DIRECTIONS: Would you reproduce exactly the lines below from the one holding "asteiner-swisstopo: I understand" through the one holding "With a structured", inclusive, and no others?

DATA PROVIDED:
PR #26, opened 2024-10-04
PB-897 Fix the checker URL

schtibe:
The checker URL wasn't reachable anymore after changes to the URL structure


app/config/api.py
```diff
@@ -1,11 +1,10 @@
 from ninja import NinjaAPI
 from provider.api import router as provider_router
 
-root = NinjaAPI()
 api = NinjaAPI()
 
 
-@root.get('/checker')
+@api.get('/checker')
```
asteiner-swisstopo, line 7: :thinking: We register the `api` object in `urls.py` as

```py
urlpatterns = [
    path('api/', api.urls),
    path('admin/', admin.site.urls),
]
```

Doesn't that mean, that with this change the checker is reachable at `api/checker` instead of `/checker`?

--

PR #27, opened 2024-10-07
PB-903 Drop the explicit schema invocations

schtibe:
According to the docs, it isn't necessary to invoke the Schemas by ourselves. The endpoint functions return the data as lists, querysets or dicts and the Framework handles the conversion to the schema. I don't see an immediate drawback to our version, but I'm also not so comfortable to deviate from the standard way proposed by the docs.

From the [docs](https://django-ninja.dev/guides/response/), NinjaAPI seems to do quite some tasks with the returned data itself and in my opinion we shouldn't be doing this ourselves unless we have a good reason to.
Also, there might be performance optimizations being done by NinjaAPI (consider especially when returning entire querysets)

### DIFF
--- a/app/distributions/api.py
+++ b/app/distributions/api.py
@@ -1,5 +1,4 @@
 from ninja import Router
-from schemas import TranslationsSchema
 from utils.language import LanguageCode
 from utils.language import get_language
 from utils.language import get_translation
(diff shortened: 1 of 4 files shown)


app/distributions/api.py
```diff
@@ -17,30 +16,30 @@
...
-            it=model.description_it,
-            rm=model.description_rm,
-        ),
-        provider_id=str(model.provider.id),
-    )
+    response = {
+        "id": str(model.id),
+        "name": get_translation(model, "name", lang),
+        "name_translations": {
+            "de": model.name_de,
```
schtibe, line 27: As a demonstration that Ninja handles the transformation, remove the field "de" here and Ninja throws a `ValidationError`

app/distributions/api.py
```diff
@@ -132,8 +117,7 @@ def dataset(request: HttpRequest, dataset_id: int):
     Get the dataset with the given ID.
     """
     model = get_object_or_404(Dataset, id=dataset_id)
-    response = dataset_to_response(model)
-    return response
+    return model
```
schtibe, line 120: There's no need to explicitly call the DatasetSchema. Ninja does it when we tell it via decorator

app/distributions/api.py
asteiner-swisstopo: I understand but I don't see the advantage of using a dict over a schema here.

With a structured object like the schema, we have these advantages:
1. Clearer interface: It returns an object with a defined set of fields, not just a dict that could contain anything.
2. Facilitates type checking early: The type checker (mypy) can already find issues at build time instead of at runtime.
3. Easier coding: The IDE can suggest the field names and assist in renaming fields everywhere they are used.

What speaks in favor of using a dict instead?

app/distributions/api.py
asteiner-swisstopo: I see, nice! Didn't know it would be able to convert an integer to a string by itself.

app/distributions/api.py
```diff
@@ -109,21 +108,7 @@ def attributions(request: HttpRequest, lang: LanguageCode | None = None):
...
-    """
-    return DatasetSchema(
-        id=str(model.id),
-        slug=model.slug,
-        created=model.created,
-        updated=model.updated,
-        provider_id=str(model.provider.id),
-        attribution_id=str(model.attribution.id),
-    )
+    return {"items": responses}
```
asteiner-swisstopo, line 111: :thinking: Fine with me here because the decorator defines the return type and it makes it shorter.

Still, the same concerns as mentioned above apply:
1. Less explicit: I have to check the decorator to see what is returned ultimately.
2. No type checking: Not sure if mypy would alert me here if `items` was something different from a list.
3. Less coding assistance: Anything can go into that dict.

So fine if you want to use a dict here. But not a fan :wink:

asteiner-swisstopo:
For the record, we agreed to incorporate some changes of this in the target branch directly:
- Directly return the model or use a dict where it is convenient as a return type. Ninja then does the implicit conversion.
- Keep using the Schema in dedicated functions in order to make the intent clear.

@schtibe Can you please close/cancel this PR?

==

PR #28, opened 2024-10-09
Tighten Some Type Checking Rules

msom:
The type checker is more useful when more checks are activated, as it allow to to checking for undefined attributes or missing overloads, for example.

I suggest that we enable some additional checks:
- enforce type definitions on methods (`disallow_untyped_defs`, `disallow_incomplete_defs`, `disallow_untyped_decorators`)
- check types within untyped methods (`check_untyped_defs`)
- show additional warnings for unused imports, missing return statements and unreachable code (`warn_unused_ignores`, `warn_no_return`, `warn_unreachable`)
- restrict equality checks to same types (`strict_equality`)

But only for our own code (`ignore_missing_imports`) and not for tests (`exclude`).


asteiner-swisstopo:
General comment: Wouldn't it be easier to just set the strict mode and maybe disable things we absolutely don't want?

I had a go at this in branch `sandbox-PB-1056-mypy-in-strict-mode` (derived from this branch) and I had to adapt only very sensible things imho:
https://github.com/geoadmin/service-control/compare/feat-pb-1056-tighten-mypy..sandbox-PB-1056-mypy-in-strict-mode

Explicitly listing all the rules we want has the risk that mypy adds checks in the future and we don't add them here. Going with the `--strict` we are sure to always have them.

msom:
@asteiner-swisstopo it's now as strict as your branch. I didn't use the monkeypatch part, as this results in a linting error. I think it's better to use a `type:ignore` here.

EXERCISE OUTPUT:
asteiner-swisstopo: I understand but I don't see the advantage of using a dict over a schema here.

With a structured object like the schema, we have these advantages:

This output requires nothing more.